I saw a computer that I really wanted to buy, but then I realized it was from America and only ships to America or Canada  

Now I'm trying to get a computer custom built for me that's nearly identity to the one I originally wanted. Here's the link to it:
Digital Storm Marauder Gaming PC | Config 676728

The parts are under specification, but I'm wondering whether it will be possible to get a computer like this custom built - because I assume all the parts need to be in the exact position so the fans can cool the computer properly. Also I would need the exact same case for this to happen.
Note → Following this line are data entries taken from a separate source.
PR #763, opened 2025-12-15
rtems getNtpTime once on rtems_init  udp socket funtions with timeout

hjunkes:
Currently, posix/rtems_init.c is called when the IOC starts under RTEMS 6/7. 
If there is no RTC on the board, an attempt is made to read the current time from 
a time server (from the DHCP request or hard coded, or NVRAM) 
before the NTP synchronisation mechanism 
([Chris Johns](https://github.com/kiwichris/epics-base.git): rtems-ntpd-7_0-with-5-and-6-v2 feature branch) 
gets started/activated.
A timeout of 2 seconds has now been implemented. Unfortunately, this was not previously provided for, and the call waited for the TCP timeout.

### DIFF
--- a/modules/libcom/RTEMS/epicsNtp.c
+++ b/modules/libcom/RTEMS/epicsNtp.c
@@ -2,6 +2,8 @@
 * (C) 2014 David Lettier.
 * http://www.lettier.com/
 * SPDX-License-Identifier: BSD-3-Clause
+* 
+* use of UDP funktions and implement timeout, HPJ 15.12.2025
 \*************************************************************************/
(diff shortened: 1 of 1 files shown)


kiwichris:
I think this approach should be depreciated and we move to using NTP update to get an initial time. This means the NTP time server (optionally) makes a call to NTP update (or something) to set an initial time as part of its initialization.

The code should be stable with and without this call being made and I have not seen a reason this call is needed?

mdavidsaver (approved):
Looks ok to me.

PR #764, opened 2025-12-15
Ensure that the necessary /etc/dhcpcd.conf is written.

hjunkes:
add some useful dhcp options to conf file.

### DIFF
--- a/modules/libcom/RTEMS/posix/rtems_init.c
+++ b/modules/libcom/RTEMS/posix/rtems_init.c
@@ -760,6 +760,11 @@ dhcpcd_hook_handler(rtems_dhcpcd_hook *hook, char *const *env)
         DEFVAR("new_tftp_server_name", bootp_server_name_init),
         DEFVAR("new_bootfile_name", bootp_boot_file_name_init),
         DEFVAR("new_rtems_cmdline", bootp_cmdline_init),
+  /* Our new dhcp-server does not react correctly to client requests
+   and option 129 (rtems_cmd_line) is not transmitted. So as a
+   workaround I now use option 77 (user_class) to transmit the cmd string
+   */
+        DEFVAR("new_user_class", bootp_cmdline_init),
 #undef DEFVAR
         {NULL}
     };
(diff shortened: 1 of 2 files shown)


modules/libcom/RTEMS/posix/rtems_init.c
```diff
@@ -760,6 +760,11 @@ dhcpcd_hook_handler(rtems_dhcpcd_hook *hook, char *const *env)
         DEFVAR("new_tftp_server_name", bootp_server_name_init),
         DEFVAR("new_bootfile_name", bootp_boot_file_name_init),
         DEFVAR("new_rtems_cmdline", bootp_cmdline_init),
+  /* Our new dhcp-server does not react correctly to client requests
+   and option 129 (rtems_cmd_line) is not transmitted. So as a
+   workaround I now use option 77 (user_class) to transmit the cmd string
```
mdavidsaver, line 765: imo. some concrete reason is needed before changing this long standing convention.  eg. does 129 now collide with some other common, but also non-standard option?

hjunkes:
Closing this. The change was right, but the reason given in the description
was not, and the real explanation belongs with the new init framework in #905.

@mdavidsaver was right to ask for something concrete before changing a long
standing convention. Here it is.

rtems-libbsd bundles dhcpcd **6.2.1**, and in that version an option defined
in `/etc/dhcpcd.conf` can never reach the parameter request list:

* `read_config()` parses dhcpcd's *embedded* definitions first and moves them
  into the global `dhcp_opts[]`, then parses `/etc/dhcpcd.conf` into a
  separate per-interface `ifo->dhcp_override[]`.
* `option <name>` resolves through `set_option_space()` → `make_option_mask()`
  (`dhcp-common.c`), which searches `dhcp_opts[]` only. `option rtems_cmdline`
  therefore fails with "unknown option", and a numeric `option 129` has
  nothing to match either.
* `make_message()` in `dhcp.c` then builds option 55 by walking `dhcp_opts[]`,
  so 129 is unreachable even if the mask bit could somehow be set.

Decoding is different: `dhcp_env()` *does* consult `ifo->dhcp_override[]`.
That is why option 129 has always seemed to work — it does, but only when the
server volunteers it unsolicited. Our DHCP server was configured to return
everything it has, which is exactly what masked this. Against a server that
honours the client's request list, option 129 never arrives.

This is not a case of an outdated libbsd. On every rtems-libbsd branch —
4.11, 5, 5-freebsd-12, 6-freebsd-12, 6-freebsd-13, 6-freebsd-14,
**7-freebsd-14**, main, freebsd-current — `dhcpcd/defs.h` reads
`VERSION "6.2.1"`. The FreeBSD side is current; the bundled dhcpcd has simply
never been updated.

Option 77 `user_class` works because it *is* in dhcpcd's built-in table and
can therefore be requested. So the switch in this PR was the right workaround
for the wrong stated reason.

Two further defects in the `dhcpcd.conf` this PR writes, for the record:
the option names were hyphenated (`ntp-servers`, `tftp-server-name`,
`bootfile-name`) where dhcpcd matches with `strcmp()` against underscored
names, so none of them was ever actually requested; and `clientid EPICS boot`
makes every board send the same option 61, so a server cannot tell two boards
apart.

Verified on a BeagleBone Black with the server's "return all defined options"
switched off: option 129 is absent, the startup script comes from option 77,
NFS mounts, NTP is set and the IOC reaches
`iocRun: All initialization complete`.

Continuing in #905, where the boot-configuration convention for the new init
framework is being decided.

Issue #765, opened 2025-12-26
Make pattern rule for dbd causes confusion


mdavidsaver:
The rules:

https://github.com/epics-base/epics-base/blob/12c56ffc954e4cde72c43174ebd11ccd0d523c1e/configure/RULES.Db#L264-L267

Can someone help me please?


----------



## Burto87 (Aug 24, 2011)

The computer you listed seems to be well built using quality parts. However if you don't want to overclock (over clocking new processors is not really needed as they are powerful enough to run all the new games, plus OCing will void the warranty) you can save $$ by down grading to an i5 3550 CPU and use a H77 chipset board. In addition if no OCing then no need for the after market CPU cooler as the stock cooler will be sufficient. It doesn't specify which make of the 660 GPU is but go with ASUS or Gigabyte (for Nvidia chipsets) for quality, possibly even upgrading to a GTX670. Lastly,


----------



## Burto87 (Aug 24, 2011)

Lastly, swap out that corsair PSU for a Seasonic or XFX for ensured quality.


----------



## Tyree (May 10, 2009)

Have you considered building yourself? It's not hard and you can get all the assistance you could possibly need on this forum for free. Use our suggested build list as a guide: http://www.techsupportforum.com/for...ams-recommended-new-builds-2012-a-668661.html
Or if you want to have it built, use our suggested build list as a guide to top quality known compatible parts.


----------



## freezeice04 (Oct 20, 2011)

Tyree said:


> Have you considered building yourself? It's not hard and you can get all the assistance you could possibly need on this forum for free. Use our suggested build list as a guide: http://www.techsupportforum.com/for...ams-recommended-new-builds-2012-a-668661.html
> Or if you want to have it built, use our suggested build list as a guide to top quality known compatible parts.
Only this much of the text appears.